◆ Input for this task:
PR #214, opened 2023-05-15
Add ribasim_testmodels

### LINKED ISSUE #210: Add `ribasim_testmodels` Python package
One common task we have across our Ribasim packages is to preprocess models in order to use them for tests.
At the moment, we duplicate that work or call `conftest.py` of Ribasim Python's testbench.
As discussed with @visr, we should instead create a separate Python package `ribasim_testmodels` which we can use across these testbenches.

Tasks:
- [x] Create a Python package `ribasim_testmodels`
- [x] Move functionality of [python/ribasim/tests/conftest](https://github.com/Deltares/Ribasim/blob/main/python/ribasim/tests/conftest.py) into it
- [x] Let `python/ribasim/tests` depend on it
- [x] Let `python/ribasim_api/tests` depend on it

Hofer-Julian:
Closes #210 

This also updates the manifest to fix the failure on teamcity.


visr (approved):
Nice to have this in a separate package!

Hofer-Julian:
And the tests on macOS are now running for over an hour.
I think we should just merge, what do you say @visr?

PR #229, opened 2023-05-19
Fix mypy errors and add github actions job

Hofer-Julian:
Mypy found a couple of mistakes, plus a bit of unused code.

Sidenote: `python/ribasim` is currently a bit too dynamic for my taste

### DIFF
--- a/.github/workflows/python_lint.yml
+++ b/.github/workflows/python_lint.yml
@@ -96,11 +96,11 @@ jobs:
           pip install python/ribasim_api
       - name: Run mypy on python/ribasim
         run: |
-          mypy --ignore-missing-imports python/ribasim
+          mypy --ignore-missing-imports python/ribasim/ribasim
       - name: Run mypy on python/ribasim_testmodels
         run: |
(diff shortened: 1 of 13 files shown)


.github/workflows/python_lint.yml
```diff
@@ -28,20 +26,68 @@ jobs:
...
+      - name: Setup Micromamba
+        uses: mamba-org/provision-with-micromamba@main
+        with:
+          python_version: ${{ matrix.python_version }}
+          cache-downloads: true
+          cache-env: true
+          environment-file: ./environment.yml
+      - name: Run mypy
+        run: |
+          mypy --ignore-missing-imports python/ribasim
```
SouthEndMusic, line 93: Should this run only on the ribasim subdirectory? Also add newline at the end.

Hofer-Julian: Unfortunately, it is hard to do that locally because of this: https://github.com/pypa/setuptools/issues/3518
However, we don't hit that on the CI so I've added it.

PR #232, opened 2023-05-19
fix config.toml in docs, saner default for toml_dir

visr:


core/src/config.jl
```diff
@@ -45,7 +45,7 @@ end
     update_timestep::Float64 = 60 * 60 * 24.0
 
     # optional, default is the path of the TOML
-    toml_dir::String = pwd()
+    toml_dir::String = "."
```
Hofer-Julian, line 48: I am not sure that this makes it better :)
If its name is `toml_dir` it should always be the path to the TOML, not just the default

Hofer-Julian (changes requested):

core/src/config.jl
Hofer-Julian: I think this should be a required parameter.

visr: That would only work if Config is always loaded from a TOML file. Because then we can set this field from the file path. We also want to be able to create a Config in Julia code (used in testing).

Note that the `toml_dir` is not really a configuration option and is not documented as such. Its only purpose is to be able represent all configuration information, which includes the `toml_dir`, in one object.

visr: https://github.com/Deltares/Ribasim/blob/32d348bcb00a2264688d7823cab8a2961efd03fc/core/src/io.jl#L104-L106

The "." acts like I would expect here, `nothing` would error:

```
julia> normpath(nothing, "asdf")
ERROR: MethodError: no method matching normpath(::Nothing, ::String)

Closest candidates are:
  normpath(::AbstractString, ::AbstractString...)
   @ Base path.jl:411

Stacktrace:
 [1] top-level scope
   @ REPL[1]:1

julia> normpath(".", "asdf")
"asdf"
```

Hofer-Julian: Yeah it would require code changes.
You would have to check if toml_dir is not nothing and if yes proceed accordingly.

Alternatively, you can just rename toml_dir to relative_dir and keep your code.

visr: Good point, `relative_dir` is a more accurate name for how it behaves. Renamed it, with an updated comment, in a200e7eb3b5b32bac85004b75f26402db411a10e.

core/src/config.jl
```diff
@@ -44,8 +44,8 @@ end
     # [s] Δt for periodic update frequency, including user horizons
     update_timestep::Float64 = 60 * 60 * 24.0
 
-    # optional, default is the path of the TOML
-    toml_dir::String = pwd()
+    # optional, when Config is created from a TOML file, this is its directory
+    relative_dir::String = "."
     input_dir::String = "."
     output_dir::String = "."
```
Hofer-Julian, line 50: Final nitpick: I think we should use pwd for all three dirs instead of ".". If someone does weird stuff with cwd while running ribasim (for example while coupling) that might otherwise be annoying to debug.

Hofer-Julian: Mmmh, actually only relative_dir.
so the behavior from before.

visr: Right, I see what you mean: 235a8c2cdad5002917a07192ee4a899c9c430399

Hofer-Julian (approved):

PR #234, opened 2023-05-19
Remove LevelControl node

visr:
Since it is exactly the same as the combination of a LinearResistance and LevelBoundary, as shown here.
This was brought up in #84. If we implement level control using a range, it would be done quite different than this, so I'm quite sure this is safe to remove.


SouthEndMusic (approved):
Looks like a all tracks of the level_control node were erased (:

Issue #200, opened 2023-05-09
Validation network connectivity


gijsber:
We need to define and validate the network connectivity rules.
Basins need some connector nodetypes inbetween, some non-basin nodetypes are not connectors. Could be related to additional characterization needs such as #199 

Some inpiration: a flexible schema definition from the network editor of Ribasim 8:
[NetworkValidationRules.zip](https://github.com/Deltares/Ribasim/files/11432230/NetworkValidationRules.zip)
http://fews.wldelft.nl/schemas/version1.0/topology-editor-schemas/networkValidationRules.xsd

visr:
The place in the code has been reserved :)

https://github.com/Deltares/Ribasim/blob/6a8183d439000c75914113b342a6c07574337af0/core/src/solve.jl#L17-L30

evetion:
- Also include the information network (control)

evetion:
These will be hardcoded rules in Julia, no external file parsing/generation yet.

PR #235, opened 2023-05-19
Add flow boundary

SouthEndMusic:
As discussed in issue https://github.com/Deltares/Ribasim/issues/84.


SouthEndMusic:
Don't forget to add to documentation:

The (unique) edge connecting to a FlowBoundary node should point away from that no so that positive flow always corresponds to introducing water to the model and negative flow corresponds to removing water from the model.

edge altijd van de flow boundary af; dan betekent positieve flow op die edge dat water geïntroduceerd wordt

core/src/solve.jl
```diff
@@ -346,6 +356,27 @@ function formulate!(level_control::LevelControl, p::Parameters)::Nothing
...
+    (; graph, flow) = connectivity
+    (; node_id, flow_rate) = flow_boundary
+
+    for (id, rate) in zip(node_id, flow_rate)
+        # Convention: edge points away from the flow boundary
+        dst_id = only(outneighbors(graph, id))
+
+        # Adding water is always possible
+        if rate >= 0
+            flow[node_id, id] = rate
```
visr, line 370:
```suggestion
            flow[id, dst_id] = rate
```

core/src/solve.jl
```diff
@@ -346,6 +356,27 @@ function formulate!(level_control::LevelControl, p::Parameters)::Nothing
...
+        else
+            storage = u[dst_id]
+            reduction_factor = min(storage, 10.0) / 10.0
+            q = reduction_factor * rate
+            flow[node_id, id] = q
```
visr, line 375:
```suggestion
            flow[id, dst_id] = q
```

python/ribasim/ribasim/models.py
```diff
@@ -11,106 +11,117 @@
 
 
 class Edge(BaseModel):
-    remarks: Optional[str] = Field("", description="a hack for pandera")
-    fid: int = Field(..., description="fid")
-    to_node_id: int = Field(..., description="to_node_id")
-    from_node_id: int = Field(..., description="from_node_id")
+    remarks: Optional[str] = Field('', description='a hack for pandera')
```
visr, line 14: Looks like you still need to run Black after generating this file.
https://deltares.github.io/Ribasim/contribute/addnode.html#finishing-up

core/src/solve.jl
```diff
@@ -346,6 +356,27 @@ function formulate!(level_control::LevelControl, p::Parameters)::Nothing
...
+
+    for (id, rate) in zip(node_id, flow_rate)
+        # Convention: edge points away from the flow boundary
+        dst_id = only(outneighbors(graph, id))
+
+        # Adding water is always possible
+        if rate >= 0
+            flow[id, dst_id] = rate
+        else
+            storage = u[dst_id]
```
visr, line 372: This uses and ID instead of an index into the storage vector. You can use the function `id_index` like used in `formulate!` for Pump, to translate the ID to an index.

core/src/solve.jl
```diff
@@ -346,6 +356,30 @@ function formulate!(level_control::LevelControl, p::Parameters)::Nothing
     return nothing
 end
 
+function formulate!(flow_boundary::FlowBoundary, p::Parameters, u)::Nothing
+    (; connectivity, basin) = p
+    (; graph, flow) = connectivity
+    (; node_id, flow_rate) = flow_boundary
+
+    for (id, rate) in zip(node_id, flow_rate)
+        # Convention: edge points away from the flow boundary
```
visr, line 365: Here, and in the docs below you call it a convention, which suggests that either way would work. But looking at the function below, at best you get a "FlowBoundary intake not a Basin" error, and at worst we remove water from basins below 0 m3. So we should probably call it a requirement, and in #200 add validation checks for it.

docs/python/examples.ipynb
visr, line 1: Perhaps we should make the default for legend True? I feel that without it, it will be hard to read for most.

visr (commented):
Some last comments, otherwise this is good to go.

docs/python/examples.ipynb
Hofer-Julian: Agreed

Hofer-Julian (approved):

PR #538, opened 2023-08-24
fix cli test

visr:
I needed `!successful_retcode(model)` instead of `successful_retcode(model)` to get retcode 0 on success...


SouthEndMusic (approved):
LGTM

PR #539, opened 2023-08-24
julia_main: rely less on implicit conversion

visr:
Follow up to #538.


Hofer-Julian (approved):

build/ribasim_cli/src/ribasim_cli.jl
```diff
@@ -33,7 +33,11 @@ function julia_main()::Cint
         global_logger(TerminalLogger())
         model = Ribasim.run(arg)
         println(model.integrator.sol.retcode)
-        return !successful_retcode(model)
+        return if successful_retcode(model)
+            0
```
Hofer-Julian, line 37: Makes me a bit sad that there are no constants mapping 0 to SUCCESS and 1 to FAILURE

PR #544, opened 2023-08-24
Fix progressbar.

### LINKED ISSUE #542: progress bar doesn't show
Since #504. Both in the CLI and for interactive use. In both cases we relied on setting the global logger, but that is now overruled here:
https://github.com/Deltares/Ribasim/blob/3d2f7dcc866b8d24be146b35d0c7ffd5ce901aab/core/src/bmi.jl#L544-L549

In the REPL I was using
```julia
using Logging: global_logger
using TerminalLoggers: TerminalLogger
# show progress bar in terminal
global_logger(TerminalLogger())
```

To show the progress bar in VSCode. The same is done in [ribasim_cli.jl](https://github.com/Deltares/Ribasim/blob/3d2f7dcc866b8d24be146b35d0c7ffd5ce901aab/build/ribasim_cli/src/ribasim_cli.jl#L33).

evetion:
Fixes #542 
Note that in a interactive VS Code environment, you need to run

```julia
with_logger(TerminalLogger()) do 
    Ribasim.run(toml_path)
end
```

As VS Code attaches a task logger, overriding any global logger set.

### DIFF
--- a/build/ribasim_cli/src/ribasim_cli.jl
+++ b/build/ribasim_cli/src/ribasim_cli.jl
@@ -1,6 +1,6 @@
 module ribasim_cli
 
-using Logging: global_logger
+using Logging: global_logger, with_logger
 using TerminalLoggers: TerminalLogger
 using SciMLBase: successful_retcode
 using Ribasim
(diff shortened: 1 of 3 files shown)


visr (approved):
Merci beaucoup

◆ What to produce:
Each line with "across" in it must be identified and copied from the material.

◆ Your response:
One common task we have across our Ribasim packages is to preprocess models in order to use them for tests.
As discussed with @visr, we should instead create a separate Python package `ribasim_testmodels` which we can use across these testbenches.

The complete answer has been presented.